Collected data entries:
PR #780, opened 2023-04-10
more consistent script naming

vangheem:
### Description
For me, it doesn't make sense to have scripts that are named with "-metrics".

Let's just have 1 entrypoint and 1 way to deploy ndb.

Additionally, some cleanup to not do telemetry setup at module/global scope.

### How was this PR tested?

### DIFF
--- a/.github/workflows/nucliadb_reader.yml
+++ b/.github/workflows/nucliadb_reader.yml
@@ -71,7 +71,7 @@ jobs:
       - name: Extract docs
         run: |
           mkdir -p /tmp/openapi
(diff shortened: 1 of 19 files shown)


bloodbare (approved):

lferran (approved):
LGTM!
Now that we are at it though, I wonder if the `nucliadb-` prefix is needed at all.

- _Prompt_: Please copy every line of the records above in which "that" appears.

- _Output of the exercise_:
For me, it doesn't make sense to have scripts that are named with "-metrics".
Now that we are at it though, I wonder if the `nucliadb-` prefix is needed at all.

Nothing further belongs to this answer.